▸ **Work to complete**:
Where a line of the entries holds the string "using", copy that line.

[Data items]
+ + + +
Issue #108, opened 2020-03-01
UCP: Refactor the `gorm.DB.Raw()` code


baurine:
## Description

This task is to eliminate the `gorm.DB.Raw()` code in `pkg/apiserver/diagnose/query.go` to make it more elegant.

Example: see this [commit](https://github.com/pingcap-incubator/tidb-dashboard/pull/34/commits/175c39a5f36b11388896a3acc09e53d2ffca0ea9)

For example, a function is implemented by gorm.DB.Raw():

```go
func QueryTimeRanges(db *gorm.DB) ([]*TimeRange, error) {
	sql := `select
	distinct summary_begin_time,summary_end_time
	from cluster_events_statements_summary_by_digest_history
	order by summary_begin_time desc`
	timeRanges := []*TimeRange{}

	db.Exec(selectPerformanceDB)
	rows, err := db.Raw(sql).Rows()
	if err != nil {
		return timeRanges, err
	}
	defer rows.Close()

	for rows.Next() {
		timeRange := new(TimeRange)
		err = rows.Scan(&timeRange.BeginTime, &timeRange.EndTime)
		if err != nil {
			return timeRanges, err
		}
		timeRanges = append(timeRanges, timeRange)
	}
	return timeRanges, nil
}
```

It can be simplified and get more elegant by the following code:

```go
func QueryTimeRanges(db *gorm.DB) (result []*TimeRange, err error) {
	err = db.
		Select(`
			DISTINCT
			summary_begin_time AS begin_time,
			summary_end_time AS end_time
		`).
		Table("PERFORMANCE_SCHEMA.cluster_events_statements_summary_by_digest_history").
		Order("summary_begin_time DESC").
		Find(&result).Error
	return result, err
}
```

## Score 

* 300

## Mentor(s)

* @crazycs520 
* @baurine 

Contact the mentors: **#tidb-challenge-program** channel in [TiDB Community](https://join.slack.com/t/tidbcommunity/shared_invite/enQtNzc0MzI4ODExMDc4LWYwYmIzMjZkYzJiNDUxMmZlN2FiMGJkZjAyMzQ5NGU0NGY0NzI3NTYwMjAyNGQ1N2I2ZjAxNzc1OGUwYWM0NzE)  Slack Workspace

## Recommended Skills

* Go

zzh-wisdom:
I have a question about function `genSumarySQLs`. I run this function separately, and the printed result is as follows.
[...]

PR #176, opened 2020-03-05
pkg/apiserver/diagnose/query.go: eliminate the gorm.DB.Raw()

zzh-wisdom:
UCP #108

## What have you changed? 

eliminate the `gorm.DB.Raw()`, and use `rows()`
Define a new function `scanRows`, which is used to scan `sql.Rows`
delete func `genSummarySQLs` and `genDetailSQLs`
add func `querySummary` and `queryDetail`

## What are the type of the changes? 

Improvement

## How has this PR been tested? 

Have run command make run successfully

## Does this PR affect documentation (docs/docs-cn) update?

No


zzh-wisdom:
@baurine

breeswish:
Hi, please avoid constructing SQLs that includes user specified parameters directly. Instead you need to use placeholders as examples in http://gorm.io/docs/sql_builder.html#Run-Raw-SQL and https://github.com/pingcap-incubator/tidb-dashboard/pull/34/commits/175c39a5f36b11388896a3acc09e53d2ffca0ea9 .

breeswish:
Additionally the output of the SQL should be changed to schema aware, i.e. the result is an array of a structure, instead of HashMap.

zzh-wisdom:
I don't quite understand what “use placeholders” means。
I guess I shoud change the codes such as
`conditions := fmt.Sprintf("t0.time >= '%s' and t0.time < '%s'", startTime, endTime)` 
into
`db.where("t0.time >= ? and t0.time < ?", startTime, endTime)`
is it?

zzh-wisdom:
In addition to the above, do I need to modify other codes? 
For example,
`fields := fmt.Sprintf("'%s','', sum(t0.value)", t.name)`
`tables := fmt.Sprintf("metrics_schema.%s t0", t.sumTbl)`
the select fields and table name are also created by constructing

zzh-wisdom:
@breeswish

zzh-wisdom:
Some queries return non-fixed columns, how to use an array of structure to get the results.
For example,
`sql = fmt.Sprintf("select '%[1]v',`%[2]v`, sum(value) from metrics_schema.%[3]v %[4]s group by `%[2]v` having sum(value) > 0 order by sum(value) desc",
		t.name, strings.Join(t.labels, "`,`"), t.tbl, condition)`
it returns Variable `t.labels`.
@breeswish

zzh-wisdom:
Hi, I have improved the code. Please review, thanks

zzh-wisdom:
@breeswish

zzh-wisdom:
@baurine

pkg/apiserver/diagnose/query.go
```diff
@@ -55,30 +55,69 @@ func (t AvgMaxMinTableDef) queryRow(arg *queryArg, db *gorm.DB) (*TableRowDef, e
...
+	row := avgMaxMinToSlice(result)
 	if len(t.label) == 0 {
-		return t.genRow(rows[0], nil), nil
+		return t.genRow(row, nil), nil
+	}
+
+	label := "`" + t.label + "`"
+	fields = fmt.Sprintf(`
+		'%s' as name,
+		%s as label,
```
breeswish: Maybe this is better:

```
`%s` as label,
```

pkg/apiserver/diagnose/query.go
```diff
@@ -382,67 +524,154 @@ func (t totalValueAndTotalCountTableDef) genRow(values []string, subValues [][]s
...
-		fields += fmt.Sprintf("t%v.*", i)
-		tbls += fmt.Sprintf(" (%s) as t%v ", sql, i)
+		aggrQuantileMaxField += fmt.Sprintf("max(%v.value)", tableAlias)
+		tableNum++
 	}
-	joinSQL := fmt.Sprintf("select %v from %v", fields, tbls)
-	return joinSQL
+	if len(aggrQuantileMaxField) == 0 {
+		aggrQuantileMaxField = "''"
+	}
```
breeswish: you can avoid building the field list if `quantiles []float64` are changed to a closed set, like this:

```golang
type QuantileFields {
  Q999 float64
  Q99 float64
  Q90 float64
  Q80 float64
}

type Quantiles {
  Q999 bool
  Q99 bool
  Q90 bool
  Q80 bool
}
```

When using it:

```golang
type XxxRow {
  QuantileFields
}

func (...) querySummary(..., quantiles: Quantiles) ([]XxxRow, error) {
  ...
}
```

Actually quantiles are indeed a closed set:

```golang
quantiles: []float64{0.999, 0.99, 0.90, 0.80},
```

zzh-wisdom:
> Hi, can you modify the return signature of these interfaces to make them structural? As you can see, finally all of these tables have a "schema":
> 
> ```go
> func GenerateReportError(errRows []TableRowDef) *TableDef {
> 	return &TableDef{
> 		Category:  []string{CategoryError},
> 		Title:     "Generate Report Error",
> 		CommentEN: "",
> 		CommentCN: "",
> 		Column:    []string{"CATEGORY", "TABLE", "ERROR"},
> 		Rows:      errRows,
> 	}
> }
> 
> func GetHeaderTimeTable(startTime, endTime string, db *gorm.DB) (TableDef, error) {
> 	return TableDef{
> 		Category:  []string{CategoryHeader},
> 		Title:     "Report Time Range",
> 		CommentEN: "",
> 		CommentCN: "",
> 		Column:    []string{"START_TIME", "END_TIME"},
> 		Rows: []TableRowDef{
> 			{Values: []string{startTime, endTime}},
> 		},
> 	}, nil
> }
> ```
> 
> So the best way is to simply make each table definition schema-aware (e.g. returning `[]AvgMaxMin`), instead of returning implicit schema data via `*TableRowDef` which is just an 2d array.

Does it mean I also need to modify the codes where use these interfaces?

breeswish:
> > Hi, can you modify the return signature of these interfaces to make them structural? As you can see, finally all of these tables have a "schema":
> > ```go
> > func GenerateReportError(errRows []TableRowDef) *TableDef {
> > 	return &TableDef{
> > 		Category:  []string{CategoryError},
> > 		Title:     "Generate Report Error",
> > 		CommentEN: "",
> > 		CommentCN: "",
> > 		Column:    []string{"CATEGORY", "TABLE", "ERROR"},
> > 		Rows:      errRows,
> > 	}
> > }
> > 
> > func GetHeaderTimeTable(startTime, endTime string, db *gorm.DB) (TableDef, error) {
> > 	return TableDef{
> > 		Category:  []string{CategoryHeader},
> > 		Title:     "Report Time Range",
> > 		CommentEN: "",
> > 		CommentCN: "",
> > 		Column:    []string{"START_TIME", "END_TIME"},
> > 		Rows: []TableRowDef{
> > 			{Values: []string{startTime, endTime}},
> > 		},
> > 	}, nil
> > }
> > ```
> > 
> > 
> > So the best way is to simply make each table definition schema-aware (e.g. returning `[]AvgMaxMin`), instead of returning implicit schema data via `*TableRowDef` which is just an 2d array.
> 
> Does it mean I also need to modify the codes where use these interfaces?

Yes.

zzh-wisdom:
I modified the code to my own understanding.
I found that in the code where calls function `func (t totalValueAndTotalCountTableDef) queryRow(arg *queryArg, db *gorm.DB) (*TableRowDef, error)`, the parameter `arg.quantiles` is either empty or four float64. So I added a field `flag bool` to the returned structure 
`type TotalValueAndTotalCount struct {
	Name       string
	Label      string
	TotalSum   float64
	TotalCount float64
	MaxValueOfQuantile
	flag bool
}`
Because wanting to avoid building quantile fields list, each time do query will always return four `max(value)` of each quantiles and sometimes the `arg.quantiles` , in the old code, is empty. In the new code, when the value of a field in structure `Quantile` is `0.0`, it means empty.

But in  `func (t totalTimeByLabelsTableDef) queryRow(arg *queryArg, db *gorm.DB) (*TableRowDef, error) `, I found that `arg.quantiles` was always not empty. So I did not add `flag bool` in
`
type TotalTimeByLabels struct {
	Name          string
	Label         string
	RatioSumValue float64
	TotalTime     float64
	TotalCount    float64
	MaxValueOfQuantile
}
`

I didn't modify the interface because it involves a lot of code. For each information query, I have defined the function separately and returned the structure type, such as ` []*TotalTimeByLabels`. Maybe this also is schema-aware.
@breeswish

zzh-wisdom:
I modified the code to my own understanding.
I found that in the code where calls function `func (t totalValueAndTotalCountTableDef) queryRow(arg *queryArg, db *gorm.DB) (*TableRowDef, error)`, the parameter `arg.quantiles` is either empty or four float64. So I added a field `flag bool` to the returned structure 
```
type TotalValueAndTotalCount struct {
	Name       string
	Label      string
	TotalSum   float64
	TotalCount float64
	MaxValueOfQuantile
	flag bool
}
```
Because wanting to avoid building quantile fields list, each time do query will always return four `max(value)` of each quantiles and sometimes the `arg.quantiles` , in the old code, is empty. In the new code, when the value of a field in structure `Quantile` is `0.0`, it means empty.

But in  `func (t totalTimeByLabelsTableDef) queryRow(arg *queryArg, db *gorm.DB) (*TableRowDef, error) `, I found that `arg.quantiles` was always not empty. So I did not add `flag bool` in
```
type TotalTimeByLabels struct {
	Name          string
	Label         string
	RatioSumValue float64
	TotalTime     float64
	TotalCount    float64
	MaxValueOfQuantile
}
```

I didn't modify the interface because it involves a lot of code. For each information query, I have defined the function separately and returned the structure type, such as ` []*TotalTimeByLabels`. Maybe this also is schema-aware.
@breeswish

pkg/apiserver/diagnose/query.go
```diff
@@ -55,53 +71,107 @@ func (t AvgMaxMinTableDef) queryRow(arg *queryArg, db *gorm.DB) (*TableRowDef, e
...
+		min(value) as min
+		`, t.name)
+	table := fmt.Sprintf("metrics_schema.%s", t.tbl)
+
+	query := db.
+		Select(fields).
+		Table(table).
+		Where("time >= ? AND time < ?", arg.startTime, arg.endTime)
+	if len(t.condition) > 0 {
+		query = query.Where(t.condition)
```
breeswish: I think this should be parameterized.

zzh-wisdom:
I probably understand what you mean. I think it takes too many changes to achieve this goal. Many codes in the file `report.go` should be also modified. So I accept the second solution that opening another UCP to achieve the goal. I'm sorry that I can not modify the code properly. By the way, what else code I need to modify for this PR?

zzh-wisdom:
@breeswish

breeswish:
Hi, @zzh-wisdom For this PR, you can revert the change of the structural return if you wish to do it in another PR. This PR can focus on changing the raw SQL string using parameterized `where()` and other query primitives. Sorry for the inconvenience!

zzh-wisdom:
@breeswish ,I have modified the codes. Please take a look.

pkg/apiserver/diagnose/query.go
```diff
@@ -118,37 +152,65 @@ func (t sumValueQuery) queryRow(arg *queryArg, db *gorm.DB) (*TableRowDef, error
...
-	if len(rows) == 0 {
+	if len(results) == 0 {
 		return nil, nil
 	}
 	if len(t.labels) == 0 {
-		return t.genRow(rows[0], nil), nil
+		return t.genRow(results[0], nil), nil
+	}
+
+	labelFields := fmt.Sprintf("`%v`", strings.Join(t.labels, "`||','||`"))
```
breeswish: the original SQL is assembled using `strings.Join(t.labels, "`,`")`

pkg/apiserver/diagnose/query.go
```diff
@@ -118,37 +152,65 @@ func (t sumValueQuery) queryRow(arg *queryArg, db *gorm.DB) (*TableRowDef, error
...
+		Rows()
 	if err != nil {
 		return nil, err
 	}
-	for i := range subRows {
-		row := subRows[i]
-		row[1] = strings.Join(row[1:1+len(t.labels)], ",")
-		newRow := row[:2]
-		newRow = append(newRow, row[1+len(t.labels):]...)
-		subRows[i] = newRow
```
breeswish: maybe need to revert?

pkg/apiserver/diagnose/query.go
```diff
@@ -181,40 +243,26 @@ type totalTimeByLabelsTableDef struct {
...
 func (t totalTimeByLabelsTableDef) queryRow(arg *queryArg, db *gorm.DB) (*TableRowDef, error) {
-	sql := t.genSumarySQLs(arg.totalTime, arg.startTime, arg.endTime, arg.quantiles)
-	rows, err := querySQL(db, sql)
+	rows, err := t.querySummary(db, arg.totalTime, arg.startTime, arg.endTime, arg.quantiles)
 	if err != nil {
 		return nil, err
 	}
-	if len(rows) == 0 {
-		return nil, nil
-	}
```
breeswish: why can we remove these lines?

pkg/apiserver/diagnose/query.go
```diff
@@ -181,40 +243,26 @@ type totalTimeByLabelsTableDef struct {
...
 	}
-
-	for i := range subRows {
-		row := subRows[i]
-		row[1] = strings.Join(row[1:1+len(t.labels)], ",")
-		newRow := row[:2]
-		newRow = append(newRow, row[1+len(t.labels):]...)
-		subRows[i] = newRow
-	}
-	return t.genRow(rows[0], subRows), nil
```
breeswish: ditto

pkg/apiserver/diagnose/query.go
zzh-wisdom: `||` is used as a connector in `gorm`, equivalent to concatenating strings

zzh-wisdom:
@breeswish  Are you convenient to take a look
+ + + +
▸ **The answer**:
When using it:
Hi, @zzh-wisdom For this PR, you can revert the change of the structural return if you wish to do it in another PR. This PR can focus on changing the raw SQL string using parameterized `where()` and other query primitives. Sorry for the inconvenience!
breeswish: the original SQL is assembled using `strings.Join(t.labels, "`,`")`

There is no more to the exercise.